Task prompt ::
Report back every line of the entries that contains "Combinators", exactly as written.

Material supplied ::
PR #1890, opened 2024-06-04
Original representation theorem

arnoudvanderleer:
* Partially add Scott's original (1980) proof of his representation theorem;
* Define a tactic (in `Combinators`) to help generate `refine` statements for proving equality between lambda terms;
* To make this work, re-add some definitions (like `subst_subst_ax`) to the object files (as opposed to the category files), because the old approach broke the tactic (generating terms like `pr121 T f g` instead of `subst f g`);
* Using these two, rewrite parts of the "algebra to theory" file, deprecating `LambdaTerms.v`;
* Rename `pr` to `var` and `comp` to `subst`, to be more consistent with the lambda calculus view.


rmatthes:
@arnoudvanderleer I checked out the branch related to your PR, and compiled all of AlgebraicTheories with Dune. `make UniMath/CONTENTS.md` does not do anything, and `make check-for-changes-to-CONTENTS.md` is happy. So, this really seems to be a CI problem.

arnoudvanderleer:
@rmatthes Ah, thanks. That reduces the "works on my machine" factor a bit :-)

UniMath/dune
```diff
@@ -4,6 +4,7 @@
 (coq.theory
  (name UniMath)
  (package coq-unimath)
+ (theories Ltac2)
```
benediktahrens, line 7: @arnoudvanderleer : can you explain what the effect of this line is?

UniMath/AlgebraicTheories/CategoryOfRetracts.v
```diff
@@ -0,0 +1,1174 @@
...
+        refine '(_ @ !var_subst _ _ _).
+        exact (!extend_tuple_inl _ _ _).
+      Qed.
+
+      Context (B C : R_ob).
+
+      Lemma exponential_idempotent
+        : exponential_term B C ∘ exponential_term B C = exponential_term B C.
+      Proof.
+        refine '(curry'_compose _ Lβ _ _ @ _).
```
benediktahrens, line 557: What does the backtick do?

benediktahrens (approved):
lgtm

UniMath/dune
arnoudvanderleer: To be honest, I am not 100% sure of the ramifications. I added it, because it allows me to write tactics using the (slightly more modern / advanced / better-behaved) Ltac2 tactic language. I believe it only instructs dune to allow using these tactics (but again, I'm not 100% sure whether this is a complete description). Would you like me to verify this at the coq zulip?

benediktahrens: That would be great.
Background: it could be beneficial, for the long-term maintainability, to keep dependencies to a minimum, and not rely on experimental features. I don't know if any of this applies to Ltac2. Is it "external" in any sense? Is it experimental?

UniMath/AlgebraicTheories/CategoryOfRetracts.v
arnoudvanderleer: It has something to do with Ltac2 syntax. When Ltac2 is imported, one needs to add an apostrophe before the parentheses of a `refine`. I believe this is a shorthand for
`refine (fun () => (curry'_compose _ Lβ _ _ @ _))`
IIRC, the design of Ltac2 changes the types of some tactics to be nullary or any-ary functions instead of values, because they act upon the proof state or something lik that.

arnoudvanderleer: Ah, I believe I found the [reference](https://coq.inria.fr/doc/v8.17/refman/changes.html#:~:text=Ability%20to%20put%20any%20pattern%20in%20binders%2C%20prefixed%20by%20quote%2C%20e.g.%20%22fun%20%27(a%2Cb)%20%3D%3E%20...%22%2C%20%22%CE%BB%20%27(a%2C(b%2Cc))%2C%20...%22%2C%20%22Definition%20foo%20%27(x%2Cy)%20%3A%3D%20...%22.%20It%20expands%20into%20a%20%22let%20%27pattern%20%3A%3D%20...%22) again.

UniMath/dune
arnoudvanderleer: Can you define "external" and "experimental"?
In this case, Ltac2 is only needed for some tactics that generate proofs. Once the proofs are generated, the tactics and the dependency on Ltac2 can in principle be removed. (And one needs to change `refine '(...)` to `refine (...)` in a couple of places).

nmvdw: > Once the proofs are generated, the tactics and the dependency on Ltac2 can in principle be removed.

What do you mean?

nmvdw: I have some questions:
- How local is the dependence on `Ltac2`? If file `A` uses `Ltac2` and file `B` imports `A`, does `B` have to import `Ltac2` as well to use the tactics in `A`?
- What is the exact location where you use `Ltac2`? I only briefly looked at the files, and I don't see where it is used. Based on the documentation, I expect that the only difference between `Ltac1` and `Ltac2` lies in the kind of tactics that you can define?

benediktahrens: > Can you define "external" and "experimental"? 

External: does Ltac2 come with Coq, or is it separate?
Experimental: have the Coq developers promised to take care of Ltac2, and will they consider backwards compatibility when developing it further?

rmatthes: @nmvdw The file AlgebraicTheories/Combinators.v has plenty of explicit references to Ltac2.

arnoudvanderleer: @nmvdw 
> What do you mean?
I mean that the tactic generates a series of `refine` statements that can replace the tactic invocation. That means that the resulting proofs don't have to depend on the tactic anymore, and so the tactic can, in principle, be erased  when the proofs are finished (although for future proofs, it would be nice to still have the tactic around).

arnoudvanderleer: > I have some questions:
> 
> * How local is the dependence on `Ltac2`? If file `A` uses `Ltac2` and file `B` imports `A`, does `B` have to import `Ltac2` as well to use the tactics in `A`?
> * What is the exact location where you use `Ltac2`? I only briefly looked at the files, and I don't see where it is used. Based on the documentation, I expect that the only difference between `Ltac1` and `Ltac2` lies in the kind of tactics that you can define?

* In my experience, if file `A` defines a tactic using `Ltac2`, and file `B` wants to use those tactics, it also needs to import `Ltac2` indeed. If `Ltac2` is not imported, I get a `The reference ... was not found in the current environment`.
* It is used to define the tactics `propagate_subst` and `generate_refine` in `Combinators.v`, and those tactics have subsequently been used in `CategoryOfRetracts.v` and `OriginalRepresentationTheorem.v`.

UniMath/AlgebraicTheories/CategoryOfRetracts.v
arnoudvanderleer: This was the place where I originally found it:
https://github.com/coq/coq/issues/13806

UniMath/dune
arnoudvanderleer: And about the difference between Ltac and Ltac2: I would guess that they are both turing complete, so the only limit to their capacities would be what kind of interfaces have been written for them to act on the proof states. However, maybe the following experience can shed some light on the matter:
 * In the past, I have dabbled with some Ltac tactics, and eventually got some of them to work. In some sense, working with Ltac was easy. However, it was also sometimes easy to make mistakes, because (IIRC) Ltac does not really do much typechecking, and does not have a very advanced typesystem.
 * I wanted to design a modular tactic. A tactic to reduce lambda terms, that would allow one to add clauses later on, as more and more terms were defined. When I asked on the coq zulip how that could be done, people told me that I either could do that with a hint database (I believe that is Ltac) (but that only supports rewrites), or with mutable tactics, using Ltac2.
 * Ltac2 took a bit of getting used to. The language seems to take a bit more code for the same result. However, I also got the feeling that it was harder to make mistakes here. The typesystem is stronger, which helps you catch mistakes earlier. Also, the typesystem makes more sense, because it makes side effects more explicit. A lot of things that were just "tactics" or "values" before, now are functions.

arnoudvanderleer: @benediktahrens [About experimental and external:](https://coq.zulipchat.com/#narrow/stream/237977-Coq-users/topic/How.20is.20Ltac2.20supported.20by.20humans.20and.20systems.3F/near/442870517)
> ltac2 is packaged with Coq (currently the plugin part in coq-core and the rest in coq-stdlib as far as opam is concerned)
> dune wants a flag because it wants dependencies to be explicit
> we will maintain ltac2, and we try to keep backwards compatibility (about the same as the rest of coq I think)
> (source: I am a coq developer and one of the main ltac2 maintainers)

arnoudvanderleer: Does this answer your questions, @benediktahrens @nmvdw ?

UniMath/AlgebraicTheories/CategoryOfRetracts.v
benediktahrens: Answered, thanks a lot.

UniMath/dune
rmatthes: @arnoudvanderleer I have an extra question: https://coq.inria.fr/doc/V8.19.0/refman/proof-engine/ltac2.html#ltac2 clearly says Ltac2 is experimental. But Coq 8.20 will come soon, and it may be considered less experimental there. Do you know of such "upgrades"?

rmatthes:
I identified the problem: making `UniMath/CONTENTS.md` does not notice deletion of files, but this PR deletes two files. Remedy: just delete `UniMath/CONTENTS.md` and regenerate it. This will kick out the two lines associated to those files.

UniMath/dune
arnoudvanderleer: @rmatthes Ah, good that you mention it. I had read over the "experimental" part in the documentation. I am not aware of such upgrades.
However, my code only lightly depends on Ltac2. If things break down, we can remove the dependence entirely without changing any of my proofs (apart from the `refine '(...)` syntax). The reason that I would still like to include the tactics with their dependence in this PR is that if they still work, they make reasoning with the lambda calculus a lot easier.

rmatthes (approved):
A full review would take as much time as for a conference paper. This looks good, does not seem to harm anything else, and the proofs are now in one place instead of referring to an auxiliary file for the tedious stuff. The proposed reasoning style might be used in other places of the library as well.

arnoudvanderleer:
@rmatthes @benediktahrens Can we merge this, or would you like an additional review from, e.g., Niels?

benediktahrens:
@arnoudvanderleer : thanks for the reminder!

PR #1891, opened 2024-06-11
The theory of extensions

arnoudvanderleer:
Formalize the theory algebras `T_n`, algebra pullbacks `F* A` and the theory of extensions `T_A` as a functor from `T`-algebras to algebraic theories. Show that the category of `T_A`-algebras is equivalent to the coslice category under `A`, and show that any algebraic theory morphism `F : S -> T` factors through `S_{F* T_0}`.


arnoudvanderleer:
@benediktahrens Can you maybe review this, or assign a reviewer?

arnoudvanderleer:
Suddenly, I am getting errors along the lines of
```
Error: Error: Universe inconsistency. Cannot enforce UU.u0 <= PartA.cast.u1 because
  PartA.cast.u1 <= PartA.cast.u0 < UU.u0.
```
However, I fail to see how these have anything to do with my changes. Is there an explanation?

benediktahrens:
The error seems to occur on the first file that is not from UniMath/UniMath. Are we passing the correct command line arguments to Coq?

@m-lindgren : do you have an idea?

UniMath/CategoryTheory/coslicecat.v
```diff
@@ -152,3 +153,73 @@ Defined.
 Definition coslice_cat_total : category := total_category coslice_cat_disp.
 
 End coslice_cat_displayed.
+
+(** ** Isos in slice categories *)
+
+Section Isos.
+
+  Local Notation "x / C" := (coslice_cat C x).
```
rmatthes, line 161:
```suggestion
  Local Notation "x / C" := (coslice_cat_total C x).
```
I would suggest to work with the "modern" construction through displayed categories. This file will then still compile but not the rest of this PR.

arnoudvanderleer: What are the pros and cons of using the displayed approach?

rmatthes: The negative side is that one builds on a concept that not everybody assimilated. Otherwise, I only see advantages of a modular definition. Lemmas such as is_precategory_coslice_precat_data and has_homsets_coslice_precat are superfluous, and one can later also use that the coslices come from a displayed category.

rmatthes: It would be good to apply this move to the displayed coslices also in Free.v.

arnoudvanderleer: So would it be a good idea to:
 - Start using the displayed version everywhere?
 - Add a comment to coslicecats that `coslice_cat_total` is the preferred way to go?
 - Make `coslice_cat` a local definition inside a section, to further discourage (but not quite disable it altogether) its usage?

rmatthes: @arnoudvanderleer You are right that it would be good to make thinks clear for everybody in the future. In your case, the change was minimal. And we do not yet exploit the displayed nature of the coslices.

rmatthes: I tried out if the displayed approach to coslices can be beneficial to FreeTheory.v, and I think so now.

nmvdw:
> The error seems to occur on the first file that is not from UniMath/UniMath. Are we passing the correct command line arguments to Coq?
> 
> @m-lindgren : do you have an idea?

We should note the following:
- The error only happens in the checks using Coq dev and not with Coq latest
- The repositories that got affected are SetHITs and TypeTheory, and neither of them use type-in-type

The problem is thus not related to this PR, but the universe checking probably improved in Coq dev, and thus more errors are caught. It is caused by importing foundations.

UniMath/CategoryTheory/coslicecat.v
arnoudvanderleer: @rmatthes I already updated FreeTheory without any problems. However, I wonder in what way the displayed approach to coslices can be beneficial to this file.

rmatthes: @arnoudvanderleer I demonstrated this in a PR to your branch.

arnoudvanderleer: Ah, I am sorry, I overlooked that one.

UniMath/AlgebraicTheories/Examples/ExtensionsTheory.v
```diff
@@ -0,0 +1,649 @@
...
+
+      End Ob.
+
+      Section Mor.
+
+        Context {B B' : algebra T}.
+        Context {F : algebra_morphism A B}.
+        Context {F' : algebra_morphism A B'}.
+        Context {G : algebra_morphism B B'}.
+        Context (HG : F · G = F').
```
rmatthes, line 379: What is the trick behind having this extra equation instead of using the LHS in place of F'? Regardless, the proof using HG below could be by induction on HG - so the proof itself is then as if this extra equation was not there.

arnoudvanderleer: This is part of the definition of a functor from the coslice category `A / algebra_cat T` to the algebra category of the theory of extensions `T_A`. This particular section is about lifting a coslice morphism `G: (B, F) -> (B', F')` (which, by definition, commutes with `F` and `F'`) to a `T_A`-algebra morphism between `B` and `B'`.

rmatthes: Sorry for my uninspired question. But I still see that proof possibility by induction on the supposed equality.

UniMath/CategoryTheory/coslicecat.v
rmatthes: Yesterday, I have made another PR in a similar spirit.

UniMath/AlgebraicTheories/Examples/ExtensionsTheory.v
arnoudvanderleer: I altered the proof using induction now. Although I believe that the gains from this change are minimal: we only can replace a `refine (_ @ maponpaths (fun (x : algebra_morphism _ _) => x a) HG).` by `induction HG.`, so the line count stays the same.

rmatthes: @arnoudvanderleer I did not pretend that this is really easier. But it was curious that the proof does not need flexibility in the supposed proof of the equation.

UniMath/AlgebraicTheories/Examples/ExtensionsTheory.v
```diff
@@ -0,0 +1,627 @@
+(**************************************************************************************************
+
+  The theory of extensions of an algebra
+
+  Given an algebraic theory T and a T-algebra A, we can construct the "theory of extensions" of A
+  as the theory T_A with (T_A)_n = A + T_n as a coproduct of T-algebras. This is functorial in A.
+  The category of algebras of this theory is equivalent to the coslice category (A / T-alg). For
+  example, if T encodes the theory of rings and A is a T-algebra (equivalent to a ring R), then T_A
```
rmatthes, line 8: is this example somewhere in code? would it be easy to do? (sorry for this late comment)

arnoudvanderleer: No problem.

The example is not somewhere in the code. The current extent of the code is:
 - For any category C, with an forgetful-free (with free functor `F`) adjunction to SET, we can define the "free object theory" as `T_n = F({1, ..., n})`. Then any object `A` of `C` can be given a `T`-algebra structure, and this is functorial in `A`. This is in `FreeObjectTheory.v`.
 - For monoids, this functor from `C` to `T`-algebras is an equivalence of categories (actually, this special case is developed independently from `FreeObjectTheory`). This is in `FreeMonoidTheory.v`.
 - The proof that the category of `T_A`-algebras is equivalent to the coslice category under `A` is in `ExtensionsTheory.v`.

Intuitively, the proof in `FreeMonoidTheory` is very easy. The unit and the monoid operation are given by the actions of appropriate elements of the algebraic theory, and the monoid laws are proven like
```
1 * a
= action (x1 * x2) (action 1 (), a)
= action (x1 * x2) (action 1 (a), action x1 (a))
= action (1 * x1) (a)
= action x1 (a)
= a
```
However, this involves a lot of rewriting using the algebraic theory laws, which is harder than one would like. We can do exactly the same construction for rings. This would just be more of the same tedious rewriting.

And then I'm also not sure whether we even have a definition of ring algebras in the library. Although we can just say that a ring algebra is an object in the coslice category.

rmatthes: Thanks a lot. Is there something of your explanations you would like to put somewhere in the comments in addition?

arnoudvanderleer: @rmatthes I think most of this is in my thesis, in the comments or in the code. But do you think there is anything worthwile of adding to those comments?

rmatthes: I had overlooked the FreeObjectTheory.v and FreeMonoidTheory.v files. I now see that the new element in your above comment was mostly the reasoning example and the critical comments on the way the formalization has to do it.

rmatthes (approved):
This development provides code of very good quality.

Task solution ::
* Define a tactic (in `Combinators`) to help generate `refine` statements for proving equality between lambda terms;
rmatthes: @nmvdw The file AlgebraicTheories/Combinators.v has plenty of explicit references to Ltac2.
* It is used to define the tactics `propagate_subst` and `generate_refine` in `Combinators.v`, and those tactics have subsequently been used in `CategoryOfRetracts.v` and `OriginalRepresentationTheorem.v`.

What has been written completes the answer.